From the line containing "Your careful review and comments are welcome" to the end of the entries, return every line exactly, both ends included, and add nothing.

_ENTRIES SHOWN_:
[Start of Attachment]

PR #20, opened 2021-10-07
Build modulo and ros2control

eeberhard:
AICA private repositories heavily use modulo and ros2 control dependencies. It makes sense to host these base images here in this repository, to manage and control the versions across the stack, and to prevent local rebuilding whenever modulo is updated. 

The reason we build modulo core here and don't pull from the modulo CI is that the modulo base image may be out of date (the modulo CI does not check for control libraries updates).

I also left `ros2-modulo` and `ros2-modulo-control` separate so it's easier to mix and match branches / versions if we need it.

Your careful review and comments are welcome

@buschbapti @domire8


eeberhard:
I agree it's a bit hard to test, and really I should fork it... but it's not "production critical" if the CI on main fails either so I think we should just see what happens :)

[End of Attachment]

_TASK RESULT_:
Your careful review and comments are welcome

@buschbapti @domire8


eeberhard:
I agree it's a bit hard to test, and really I should fork it... but it's not "production critical" if the CI on main fails either so I think we should just see what happens :)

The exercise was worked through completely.